This documentation is for an unreleased version of Apache Flink. We recommend you use the latest stable version.
Google Cloud PubSub #
This connector provides a Source and Sink that can read from and write to Google Cloud PubSub. To use this connector, add the following dependency to your project:
<dependency> <groupId>org.apache.flink</groupId> <artifactId>flink-connector-gcp-pubsub_2.11</artifactId> <version>1.15-SNAPSHOT</version> </dependency>
Note: This connector has been added to Flink recently. It has not received widespread testing yet.
Note that the streaming connectors are currently not part of the binary distribution. See here for information about how to package the program with the libraries for cluster execution.
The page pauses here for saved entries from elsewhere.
PR #995, opened 2023-05-04
Extending the `EpochManager.next_round()` API to track leader reliability

jakrawcz-rdx:
This is for _future_ emissions penalty computation purposes - part of https://radixdlt.atlassian.net/browse/SCRY-435.

This PR only modifies the API. (I want to get it in first, in order to simultaneously work on the integration in Node)
The impl of the actual emissions will come in another PR.

- The leader reliability information "schema" - as discussed with @dhedey and @LukasGasior1.
- The channel (i.e. via `EpochManager.next_round()` input) - as discussed with @talekhinezh.

Wow ☝️ I don't even feel like an author of this PR anymore...


radix-engine-interface/src/blueprints/epoch_manager/invocations.rs
```diff
@@ -50,9 +51,62 @@ pub const EPOCH_MANAGER_NEXT_ROUND_IDENT: &str = "next_round";
...
+        }
+    }
 }
 
+#[derive(Debug, Clone, Eq, PartialEq, Sbor)]
+pub struct LeaderProposalMissHistory {
+    /// The validators which were leaders of the "gap" rounds (i.e. those that were not reported to
+    /// the epoch manager since the previous call; see `EpochManagerNextRoundInput::round`).
+    /// This list will contain exactly `current_call.round - previous_call.round - 1` elements; in
+    /// theory, this makes `EpochManagerNextRoundInput::round` field redundant (i.e. computable),
```
jakrawcz-rdx, line 85: _(note from author)_

I strongly consider removing that `round` field.
Look how it would simplify the `::successful()` constructor...
Wdyt, reviewers?

radix-engine-interface/src/blueprints/epoch_manager/invocations.rs
```diff
@@ -50,9 +51,62 @@ pub const EPOCH_MANAGER_NEXT_ROUND_IDENT: &str = "next_round";
...
 #[derive(Debug, Clone, Eq, PartialEq, Sbor)]
 pub struct EpochManagerNextRoundInput {
+    /// Current round number.
+    /// Please note that in case of liveness breaks, this number may be different than previous
+    /// reported `round + 1`. Such gaps are considered "round leader's fault" and are penalized
+    /// on emission, according to leader reliability statistics (see `LeaderProposalMissHistory`).
     pub round: u64,
+
+    /// A captured history of leader proposal misses since the previous reported round.
+    pub leader_proposal_misses: LeaderProposalMissHistory,
```
talekhinezh, line 61: Can we add a comment that we should change this at some point so that the engine itself knows the leaders who missed the proposals. (ie we shouldn't be relying on the consensus layer to tell us this otherwise a quorum of validators may potentially gang up on other validators).

radix-engine-interface/src/blueprints/epoch_manager/invocations.rs
talekhinezh: See my comment above regarding this :)

radix-engine-interface/src/blueprints/epoch_manager/invocations.rs
```diff
@@ -50,9 +51,62 @@ pub const EPOCH_MANAGER_NEXT_ROUND_IDENT: &str = "next_round";
...
+
+    /// An indication of the current round operating in a "fallback" mode (i.e. indicating a fault
+    /// of the current leader).
+    /// A `None` denotes a regular round (not a fallback).
+    /// A `Some(current_leader)` specifies the current round's leader and indicates that current
+    /// round is a fallback one (and that validator should be penalized during emissions, same as
+    /// `gap_round_leaders`).
+    /// Please note that this effect is independent from the gap rounds (i.e. the value of this
+    /// field does not affect the invariants of `gap_round_leaders` or the round numbers).
+    pub current_round_fallback_leader: Option<ValidatorIndex>,
```
talekhinezh, line 99: Again, we should add a comment that in the long term we should make it a goal that the engine does not rely on consensus to give the right leader for the same reasons above.

talekhinezh (approved):

radix-engine-interface/src/blueprints/epoch_manager/invocations.rs
dhedey: From discussing this a few days ago, even in that set-up, a byzantine quorum could just pretend that any validators they don't like missed their proposals anyway. So the attack surface differential in these two scenarios is rather small.

I agree it would be nice-to-have, but I'm not sure how important it is.

radix-engine-interface/src/blueprints/epoch_manager/invocations.rs
```diff
@@ -50,9 +51,62 @@ pub const EPOCH_MANAGER_NEXT_ROUND_IDENT: &str = "next_round";
...
+    /// This list will contain exactly `current_call.round - previous_call.round - 1` elements; in
+    /// theory, this makes `EpochManagerNextRoundInput::round` field redundant (i.e. computable),
+    /// but this relation can be used for an extra consistency check.
+    /// The validators on this list should be penalized during emissions at the end of the current
+    /// epoch.
+    pub gap_round_leaders: Vec<ValidatorIndex>,
+
+    /// An indication of the current round operating in a "fallback" mode (i.e. indicating a fault
+    /// of the current leader).
+    /// A `None` denotes a regular round (not a fallback).
```
dhedey, line 93: This doesn't look quite right. If Java is in charge of the rotation, then Rust needs to know who the leader is even in a non-fallback scenario - because rust needs to be incrementing the proposals made counter.

dhedey: And so maybe this should be `LeaderProposalHistory` and we separate `current_round_leader` from `is_fallback`

radix-engine-interface/src/blueprints/epoch_manager/invocations.rs
```diff
@@ -50,9 +51,62 @@ pub const EPOCH_MANAGER_NEXT_ROUND_IDENT: &str = "next_round";
...
+    pub current_round_fallback_leader: Option<ValidatorIndex>,
+}
+
+/// An index of a specific validator within the current validator set.
+/// To be exact: a `ValidatorIndex` equal to `k` references the `k-th` element returned by the
+/// iterator of `BTreeMap<ComponentAddress, Validator>`.
+/// This uniquely identifies the validator, while being shorter than `ComponentAddress` (we do care
+/// about the constant factor of the space taken by `LeaderProposalMissHistory` under prolonged
+/// liveness break scenarios).
+pub type ValidatorIndex = usize;
```
dhedey, line 108: We may even wish to consider using a u8 (8 times smaller than a usize = u64), but there are maybe bigger fish to fry (like the fact validators are storing every round's proof at the moment).

radix-engine-interface/src/blueprints/epoch_manager/invocations.rs
jakrawcz-rdx: I can add the comment, but more importantly I have this question:

Do we want [hard] to move the leader rotation management to the Engine? 

(I mean: are there maybe more reasons why it makes sense? Is this conceptually very right thing?)

If the answer is "yes", then I suggest we design it and impl it right now, in a separate refactor (before continuing the "Emissions" work).

radix-engine-interface/src/blueprints/epoch_manager/invocations.rs
jakrawcz-rdx: if we go this way (i.e. shave any bytes off the very long validator ID) I agree we should go to the limit.
(I assume there is some business rule that ensures validatorSet.len < 256 and that we plan to hold it for a long time)

radix-engine-interface/src/blueprints/epoch_manager/invocations.rs
jakrawcz-rdx: ahhhh totally!! I forgot that success counts are also needed for computation... fixed now.

radix-engine-interface/src/blueprints/epoch_manager/invocations.rs
jakrawcz-rdx: I hope that my general comment on the higher-level (i.e. entire `leader_proposal_history` section) covers that now.
(and no point repeating this here)

radix-engine-interface/src/blueprints/epoch_manager/invocations.rs
jakrawcz-rdx: I got the answer:
image

with this assumption, I guess I can add the requested TODO here and merge :)

radix-engine-interface/src/blueprints/epoch_manager/invocations.rs
```diff
@@ -50,9 +51,68 @@ pub const EPOCH_MANAGER_NEXT_ROUND_IDENT: &str = "next_round";
 
 #[derive(Debug, Clone, Eq, PartialEq, Sbor)]
 pub struct EpochManagerNextRoundInput {
+    /// Current round number.
+    /// Please note that in case of liveness breaks, this number may be different than previous
+    /// reported `round + 1`. Such gaps are considered "round leader's fault" and are penalized
+    /// on emission, according to leader reliability statistics (see `LeaderProposalMissHistory`).
```
dhedey, line 57: `LeaderProposalHistory`*

radix-engine-interface/src/blueprints/epoch_manager/invocations.rs
```diff
@@ -50,9 +51,68 @@ pub const EPOCH_MANAGER_NEXT_ROUND_IDENT: &str = "next_round";
...
     pub round: u64,
```
dhedey, line 58: To ensure uniqueness of round transactions (which we probably don't actually need any more, given we've changed how the DB is indexed), we include an epoch in their payload on the node. I wonder if we should include an epoch here for sanity checking? Although I guess the fact that the `LeaderProposalHistory` length has to align with the difference in `round` is quite a good sanity check anyway.

dhedey: Separately, we want to move the clock to the EpochManager - so it might be worth sticking the `proposed_timestamp` on here (possibly none on fallback vertices) - @talekhinezh - do you think now's a good time to do that, given Jakub is touching round changes?

dhedey (approved):

radix-engine-interface/src/blueprints/epoch_manager/invocations.rs
jakrawcz-rdx: > I wonder if we should include an epoch here for sanity checking?

I am closer to removing the round number :p

> Separately, we want to move the clock to the EpochManager

I am not sure what is the motivation for this, but even if very valid, then definitely a separate refactor 👍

Consuming or Producing PubSubMessages #
The connector provides a connectors for receiving and sending messages from and to Google PubSub.
Google PubSub has an
at-least-once guarantee and as such the connector delivers the same guarantees.
PubSub SourceFunction #
PubSubSource has a builder to create PubSubsources:
There are several optional methods to alter how the PubSubSource is created, the bare minimum is to provide a Google project, Pubsub subscription and a way to deserialize the PubSubMessages.
StreamExecutionEnvironment streamExecEnv = StreamExecutionEnvironment.getExecutionEnvironment(); DeserializationSchema<SomeObject> deserializer = (...); SourceFunction<SomeObject> pubsubSource = PubSubSource.newBuilder() .withDeserializationSchema(deserializer) .withProjectName("project") .withSubscriptionName("subscription") .build(); streamExecEnv.addSource(pubsubSource);
PubSub Sink #
PubSubSink has a builder to create PubSubSinks.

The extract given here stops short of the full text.